How Trump’s Agenda Could Kill You

Donald Trump doesn’t give a [BLEEP] shit about you.

If he did, he wouldn’t be trying to undermine the federal agency that protects your health and safety on the job — the Occupational Safety and Health Administration.

Many have forgotten this, but during his first term, Trump defanged the agency. Under Trump’s watch, the number of OSHA inspectors on the job hit a 45-year low. The number of workplace inspections overall dropped too, even as the need for more investigations into fatal or catastrophic safety incidents grew. And this was happening as Trump gutted regulations that protected workers from exposure to dangerous chemicals on the job.

But if you thought Trump's first term was bad for workplace safety, just wait until you hear where Trump's new choice to lead OSHA used to work... 

That's right, Amazon. The same corporation that had a warehouse injury rate at least 50% higher than its competitors. No wonder vending machines at Amazon distribution centers are reportedly filled with pain killers.

One of Amazon’s former top executives, whose tenure saw Amazon cited numerous times for OSHA violations, will be running the agency tasked with protecting workers’ health and safety on the job. 

Jeff Bezos must be thrilled. After all, he said he would support Trump’s deregulatory agenda:

Trump isn’t stopping there. He’s paused the implementation of federal guidelines to protect workers from extreme heat and is pushing federal agencies to stop enforcing other safety regulations. He’s shutting down Department of Labor offices dedicated to workplace safety. And he’s firing staff at the National Institute for Occupational Safety and Health, which conducts vital research to prevent work-related injury, illness, disability, and death.
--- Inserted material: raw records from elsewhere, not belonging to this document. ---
PR #1165, opened 2016-10-19
Default value should be true

Creeperface01:
in method name is "add" so i suppose, default value should be true


MagicDroidX:
More description on this please.
I don't get the point.

Creeperface01:
Its like event.setCancelled() there is optional boolean variable but default is true.. Its the same here

MagicDroidX:
What's the purpose to replace `null` with `true`?

Creeperface01:
Null = false

Creeperface01:
@MagicDroidX so?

Given Trump’s anti-worker history and his support from the richest men in the world, it’s no surprise that Trump is willing to put workers in harm's way during his second term. But going after agencies like OSHA is especially dangerous because it’s quite literally a matter of life and death.

Let me give you a little history lesson.

OSHA was established with the passage of the Occupational Health and Safety Act of 1970, signed by President Richard Nixon. Yes — Trump is somehow worse than Richard “Tricky Dick” Nixon on workers’ rights.

But the fight to protect workers’ health and safety on the job stretches back more than a century.

In the late 19th and early 20th centuries, conditions for workers were deplorable. Workers, including children, toiled for 10 to 12 hours, six days a week, working with unregulated heavy machinery and dangerous chemicals for poverty wages. Workers eventually began organizing for better pay, shorter work days and weeks, and safety precautions. But dangerous work conditions and deadly accidents, like the devastating Triangle Shirtwaist Factory fire in 1911, were common.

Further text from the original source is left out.